[Stored items]
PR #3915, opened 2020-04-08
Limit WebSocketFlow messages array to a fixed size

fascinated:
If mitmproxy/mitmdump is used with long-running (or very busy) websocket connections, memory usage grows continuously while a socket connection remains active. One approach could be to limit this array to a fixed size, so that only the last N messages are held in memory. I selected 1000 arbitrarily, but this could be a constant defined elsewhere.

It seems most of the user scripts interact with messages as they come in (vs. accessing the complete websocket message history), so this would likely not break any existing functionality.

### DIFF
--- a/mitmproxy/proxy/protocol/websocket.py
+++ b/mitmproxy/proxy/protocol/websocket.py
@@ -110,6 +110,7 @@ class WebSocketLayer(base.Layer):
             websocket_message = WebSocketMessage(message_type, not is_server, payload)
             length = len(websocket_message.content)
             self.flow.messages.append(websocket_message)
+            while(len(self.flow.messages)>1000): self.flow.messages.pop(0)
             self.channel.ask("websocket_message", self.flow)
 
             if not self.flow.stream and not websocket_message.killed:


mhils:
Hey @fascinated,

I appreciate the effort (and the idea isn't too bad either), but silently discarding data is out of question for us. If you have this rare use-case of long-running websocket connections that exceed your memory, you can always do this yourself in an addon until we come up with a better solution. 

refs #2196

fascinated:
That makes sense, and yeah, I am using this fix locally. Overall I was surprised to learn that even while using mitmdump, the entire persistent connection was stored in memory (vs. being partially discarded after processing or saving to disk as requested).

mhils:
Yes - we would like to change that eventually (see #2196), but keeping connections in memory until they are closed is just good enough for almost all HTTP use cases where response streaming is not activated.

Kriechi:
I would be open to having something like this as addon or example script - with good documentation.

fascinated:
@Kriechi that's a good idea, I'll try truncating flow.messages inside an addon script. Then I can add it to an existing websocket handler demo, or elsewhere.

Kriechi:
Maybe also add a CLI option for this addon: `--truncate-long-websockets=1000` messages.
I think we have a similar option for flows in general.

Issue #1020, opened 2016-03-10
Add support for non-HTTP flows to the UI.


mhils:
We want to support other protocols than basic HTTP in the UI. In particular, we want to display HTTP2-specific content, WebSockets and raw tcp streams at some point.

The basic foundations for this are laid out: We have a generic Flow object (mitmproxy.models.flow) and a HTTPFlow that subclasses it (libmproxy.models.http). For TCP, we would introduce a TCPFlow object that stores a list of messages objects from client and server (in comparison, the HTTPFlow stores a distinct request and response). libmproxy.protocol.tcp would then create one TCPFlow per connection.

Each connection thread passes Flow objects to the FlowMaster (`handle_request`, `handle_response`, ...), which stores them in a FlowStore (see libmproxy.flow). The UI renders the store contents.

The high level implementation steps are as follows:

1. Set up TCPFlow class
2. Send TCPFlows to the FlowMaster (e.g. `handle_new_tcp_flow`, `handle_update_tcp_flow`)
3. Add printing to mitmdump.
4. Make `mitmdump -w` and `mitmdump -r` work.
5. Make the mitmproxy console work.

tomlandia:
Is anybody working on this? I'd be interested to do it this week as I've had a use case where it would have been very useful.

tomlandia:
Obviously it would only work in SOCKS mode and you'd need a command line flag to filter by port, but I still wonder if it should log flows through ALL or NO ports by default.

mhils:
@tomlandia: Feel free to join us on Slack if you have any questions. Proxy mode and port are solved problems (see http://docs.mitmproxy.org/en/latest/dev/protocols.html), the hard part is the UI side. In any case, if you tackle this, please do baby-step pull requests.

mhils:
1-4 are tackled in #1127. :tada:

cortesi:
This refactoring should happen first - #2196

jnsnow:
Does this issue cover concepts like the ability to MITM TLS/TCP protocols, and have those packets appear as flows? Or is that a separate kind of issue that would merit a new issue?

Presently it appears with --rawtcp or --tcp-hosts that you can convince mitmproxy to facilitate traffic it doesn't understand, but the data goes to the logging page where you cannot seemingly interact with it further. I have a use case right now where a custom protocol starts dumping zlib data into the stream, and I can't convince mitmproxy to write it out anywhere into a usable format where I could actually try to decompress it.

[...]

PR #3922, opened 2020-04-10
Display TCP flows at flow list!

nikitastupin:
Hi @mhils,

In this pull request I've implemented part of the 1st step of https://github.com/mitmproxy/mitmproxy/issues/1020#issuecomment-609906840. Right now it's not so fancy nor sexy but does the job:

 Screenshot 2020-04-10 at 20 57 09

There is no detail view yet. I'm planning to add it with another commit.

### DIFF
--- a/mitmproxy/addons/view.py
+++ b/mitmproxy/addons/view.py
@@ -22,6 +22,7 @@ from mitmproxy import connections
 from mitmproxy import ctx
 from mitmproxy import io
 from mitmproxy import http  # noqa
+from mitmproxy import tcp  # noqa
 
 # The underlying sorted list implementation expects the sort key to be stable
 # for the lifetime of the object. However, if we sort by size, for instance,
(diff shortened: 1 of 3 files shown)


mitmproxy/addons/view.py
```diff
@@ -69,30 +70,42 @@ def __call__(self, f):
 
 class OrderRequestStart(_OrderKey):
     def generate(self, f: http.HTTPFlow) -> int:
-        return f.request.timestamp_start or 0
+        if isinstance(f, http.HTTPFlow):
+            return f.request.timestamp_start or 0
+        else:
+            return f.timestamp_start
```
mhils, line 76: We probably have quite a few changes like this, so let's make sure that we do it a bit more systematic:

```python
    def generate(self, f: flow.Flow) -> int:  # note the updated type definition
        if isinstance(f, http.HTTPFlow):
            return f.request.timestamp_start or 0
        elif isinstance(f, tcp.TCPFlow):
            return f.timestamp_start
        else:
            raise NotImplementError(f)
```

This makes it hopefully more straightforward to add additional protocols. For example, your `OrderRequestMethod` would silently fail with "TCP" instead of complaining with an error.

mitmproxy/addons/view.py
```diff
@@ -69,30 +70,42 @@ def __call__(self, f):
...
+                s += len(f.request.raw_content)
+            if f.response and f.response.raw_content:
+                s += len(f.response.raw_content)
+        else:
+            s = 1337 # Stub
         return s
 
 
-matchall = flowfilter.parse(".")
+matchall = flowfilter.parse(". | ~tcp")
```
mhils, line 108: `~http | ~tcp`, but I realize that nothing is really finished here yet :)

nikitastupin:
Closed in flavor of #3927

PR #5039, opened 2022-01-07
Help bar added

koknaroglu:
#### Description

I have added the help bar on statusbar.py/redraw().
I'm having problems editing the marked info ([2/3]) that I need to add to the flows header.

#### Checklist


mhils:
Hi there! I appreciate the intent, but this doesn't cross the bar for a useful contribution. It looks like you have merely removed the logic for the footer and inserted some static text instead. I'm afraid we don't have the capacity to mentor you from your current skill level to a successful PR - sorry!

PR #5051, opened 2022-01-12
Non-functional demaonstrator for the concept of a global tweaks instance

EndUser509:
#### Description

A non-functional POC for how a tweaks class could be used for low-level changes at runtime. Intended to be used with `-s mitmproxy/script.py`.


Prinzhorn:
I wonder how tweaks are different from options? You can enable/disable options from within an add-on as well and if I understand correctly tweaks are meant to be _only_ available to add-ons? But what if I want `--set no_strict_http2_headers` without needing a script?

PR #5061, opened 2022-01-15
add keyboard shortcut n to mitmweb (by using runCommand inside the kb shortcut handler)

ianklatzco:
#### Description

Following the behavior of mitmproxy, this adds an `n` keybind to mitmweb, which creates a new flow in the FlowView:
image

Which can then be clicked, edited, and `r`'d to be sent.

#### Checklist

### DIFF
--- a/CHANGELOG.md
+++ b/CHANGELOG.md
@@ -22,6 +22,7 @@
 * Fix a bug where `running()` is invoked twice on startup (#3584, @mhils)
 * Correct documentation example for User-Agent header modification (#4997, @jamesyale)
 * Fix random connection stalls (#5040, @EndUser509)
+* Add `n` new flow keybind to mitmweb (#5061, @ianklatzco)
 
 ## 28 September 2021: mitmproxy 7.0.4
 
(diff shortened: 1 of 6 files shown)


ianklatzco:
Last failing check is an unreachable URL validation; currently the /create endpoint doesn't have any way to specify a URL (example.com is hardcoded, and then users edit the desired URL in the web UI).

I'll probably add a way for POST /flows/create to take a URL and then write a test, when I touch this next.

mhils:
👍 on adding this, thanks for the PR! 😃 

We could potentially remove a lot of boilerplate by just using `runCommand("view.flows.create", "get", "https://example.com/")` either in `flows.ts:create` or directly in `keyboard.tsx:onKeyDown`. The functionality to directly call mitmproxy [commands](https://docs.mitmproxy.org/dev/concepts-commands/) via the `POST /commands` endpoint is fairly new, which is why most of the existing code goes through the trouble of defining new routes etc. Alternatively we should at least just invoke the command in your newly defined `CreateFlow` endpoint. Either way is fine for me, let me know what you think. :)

* **Exercise details**
Nothing but an exact copy of the lines from the first one above through the line holding "self.flow.messages.append(websocket_message)" should be returned.

* **Reply**
PR #3915, opened 2020-04-08
Limit WebSocketFlow messages array to a fixed size

fascinated:
If mitmproxy/mitmdump is used with long-running (or very busy) websocket connections, memory usage grows continuously while a socket connection remains active. One approach could be to limit this array to a fixed size, so that only the last N messages are held in memory. I selected 1000 arbitrarily, but this could be a constant defined elsewhere.

It seems most of the user scripts interact with messages as they come in (vs. accessing the complete websocket message history), so this would likely not break any existing functionality.

### DIFF
--- a/mitmproxy/proxy/protocol/websocket.py
+++ b/mitmproxy/proxy/protocol/websocket.py
@@ -110,6 +110,7 @@ class WebSocketLayer(base.Layer):
             websocket_message = WebSocketMessage(message_type, not is_server, payload)
             length = len(websocket_message.content)
             self.flow.messages.append(websocket_message)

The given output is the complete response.